FARMINGDALE, N.Y. (Reuters) - John Daly said it had been almost embarrassing riding a cart in the PGA Championship first round at Bethpage Black, where he limped and puffed his way around the long and hilly course on Thursday.
“It’s very awkward, to a point it’s almost embarrassing, but I love the PGA, and I feel like as past champion I belong to play ... I feel obligated,” the 1991 champion said after shooting five-over-par 75.
Daly, who has an arthritic right knee, was granted permission to ride under the Americans with Disabilities Act (ADA), even though there are no cart paths at Bethpage, a walking-only public course.
He walked with a slight limp and said his knee was about the “size of a softball”.
Tiger Woods and Nick Faldo are among those not thrilled that Daly is being allowed to ride this week, but the 53-year-old from Arkansas remains a crowd favourite judging by the reception he received from the galleries.
Six-times major champion Faldo said last week that walking was an “integral” part of being a professional golfer, while Woods on Tuesday noted that he won the 2008 U.S. Open walking on a broken leg.
Daly was greeted warmly by the vast majority of fans, though he shamelessly curried favour with locals by wearing white replica pants of the famous New York Yankees baseball team, courtesy of his clothing sponsor.
“I love you man” and comments of a similar ilk pierced the relative silence as the American rode around Bethpage Black.
The PGA of America placed Daly in the other side of the draw from the marquee names, meaning the galleries were fairly small as most fans followed the bigger names.

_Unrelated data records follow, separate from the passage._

PR #200, opened 2025-01-25
Skeleton channel config template

dsrw:
### Background

As part of the [Common channel listing management](https://vault.shopify.io/gsd/projects/43512-Common-channel-listing-management-experience) project we're building a [Channel config extension](https://github.com/Shopify/shopify/pull/573560) to allow configuring product requirements for sales channels. This is a skeleton version of the extension template, to be filled out in future PRs.

This will be gated behind the [common_channel_listing_management_experience](https://github.com/Shopify/business-platform/pull/24187/files) org feature flag.

### Checklist

### DIFF
--- a/channel-config/README.md.liquid
+++ b/channel-config/README.md.liquid
@@ -1,0 +1,4 @@
+## Extension Configuration
+
+The Channel Config Extension allows channel apps to provide channel details and
+product requirements needed by Shopify's Common Listing Management Experience.
--- a/channel-config/shopify.extension.toml.liquid
+++ b/channel-config/shopify.extension.toml.liquid
@@ -1,0 +1,8 @@
+[[extensions]]
+type = "channel_config"
+handle = "{{ handle }}"
+name = "{{ name }}"
+{% if uid %}uid = "{{ uid }}"{% endif %}
+
+[channel_requirements]
+channel_handle = "Shop"
--- a/templates.json
+++ b/templates.json
@@ -1156,5 +1156,22 @@
         "path": "admin-link"
       }
     ]
+  },
+  {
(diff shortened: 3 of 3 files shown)


channel-config/shopify.extension.toml.liquid
```diff
@@ -0,0 +1,7 @@
+[[extensions]]
+type = "channel_config"
```
pt2pham, line 2: I believe `name = ` is also a required property if I'm not mistaken, so you can add that as well

channel-config/shopify.extension.toml.liquid
```diff
@@ -0,0 +1,7 @@
...
+handle = "{{ handle }}"
+{% if uid %}uid = "{{ uid }}"{% endif %}
+
+[[extensions.channel_requirements]]
+handle = "Shop"
```
pt2pham, line 7: `handle` is kind of a loaded term especially with extension handles and app handles - should this just be `channel` to be really clear?

pt2pham (approved):
Very minor comments

channel-config/README.md.liquid
```diff
@@ -0,0 +1 @@
+## Extension Configuration
```
Catherine-Fu, line 1: nit: can we add a brief introduction for this channel config extension?

Catherine-Fu (approved):

channel-config/shopify.extension.toml.liquid
dsrw: I renamed it to `channel_handle`. This will ultimately end up in the existing `Channel#handle` field, so I'd like to keep `handle` in there if possible.

PR #201, opened 2025-01-31
Remove post purchase detail extensions from POS

vctrchu:
### Background

Removes the post-purchase templates as they are not crucial components in getting your first extension running.


NathanJolly (approved):
Thank you!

But big John was still an attraction for those stationed at various holes, cameras quickly whipped out to capture a shot of the first golfer to ride a cart at a major championship since 2012.
Daly’s fiancee was even afforded the use of a cart at times, Anna Cladakis wearing a shirt with “Trump” emblazoned on it.

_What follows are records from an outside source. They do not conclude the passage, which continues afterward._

PR #206, opened 2025-02-27
feat(products): Update product configuration extensions to include GraphQL Query sample and support React 18 and latest UI extensions

kmdavis:
### Background

This PR:
- adds graphql querying for product/variant + components (in place of the existing (& deprecated) `data.product`/`data.variant` json blob that is passed in.
- includes a bare minimal list of components
- updates dependencies

### Checklist

### DIFF
--- a/product-configuration-extension/src/ProductDetailsConfigurationExtension.liquid
+++ b/product-configuration-extension/src/ProductDetailsConfigurationExtension.liquid
@@ -2,38 +2,186 @@
 import {
   reactExtension,
   useApi,
+  BlockStack,
   Text,
 } from '@shopify/ui-extensions-react/admin';
+import {useState, useEffect} from 'react';
 
 // The target used here must match the target used in the extension's toml file (./shopify.extension.toml)
-{% if flavor contains "typescript" %}
-export default reactExtension<any>('admin.product-details.configuration.render', () => <App />);
-{% else %}
 export default reactExtension('admin.product-details.configuration.render', () => <App />);
-{% endif %}
+
 function App() {
   {% if flavor contains "typescript" %}
   const {extension: {target}, i18n} = useApi<'admin.product-details.configuration.render'>();
   {% else %}
   const {extension: {target}, i18n} = useApi();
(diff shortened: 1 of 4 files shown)


product-configuration-extension/src/ProductDetailsConfigurationExtension.liquid
```diff
@@ -2,38 +2,186 @@
...
+          bundleComponents: bundleComponents.nodes.map(({componentProduct}: any) => ({
+          {% else %}
+          bundleComponents: bundleComponents.nodes.map(({componentProduct}) => ({
+          {% endif %}
+            ...componentProduct
+          }))
+        })
+      }
+    })
+  }, [productId]);
```
elanalynn, line 90: Should `query` be included in the dependencies?

product-configuration-extension/src/ProductVariantDetailsConfigurationExtension.liquid
```diff
@@ -2,38 +2,186 @@
...
+          productVariantComponents: productVariantComponents.nodes.map(({productVariant}: any) => ({
+          {% else %}
+          productVariantComponents: productVariantComponents.nodes.map(({productVariant}) => ({
+          {% endif %}
+            ...productVariant
+          }))
+        })
+      }
+    })
+  }, [productVariantId])
```
elanalynn, line 90: Should `query` be included here too?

Daly was not allowed to park next to greens, instead having to leave his cart, which had a disabled sticker, in designated spots nearby.

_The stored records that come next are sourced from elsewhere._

PR #208, opened 2025-03-13
Add discount function

devisscher:
### Background

Adds discount function template with Rust, JavaScript, TypeScript and Wasm support.

### Solution

### Checklist


jonathanhamel4 (approved):
lgtm. Do we need to keep the wasm target there or remove it?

At the uphill par-four second he sucked on a cigarette while waiting for his second shot, then threw it on the ground, played his shot and resumed smoking.
But his playing companions Rich Beem and Y.E. Yang, both also former PGA champions, reached the green long before Daly had parked his cart behind the grandstand and limped on to the putting surface.
“Doctors tell me I’m too young to get a knee surgery and get it replaced,” said Daly, insisting he would prefer to walk if he could.
He said he could only have managed about four holes at Bethpage without a cart, and that he would not play next month’s British Open unless granted permission to ride.
“I’m not one that wants to ride all the time,” he said.
“It’s just something that if I don’t, I’m not going to be able to play, I won’t be able to finish.”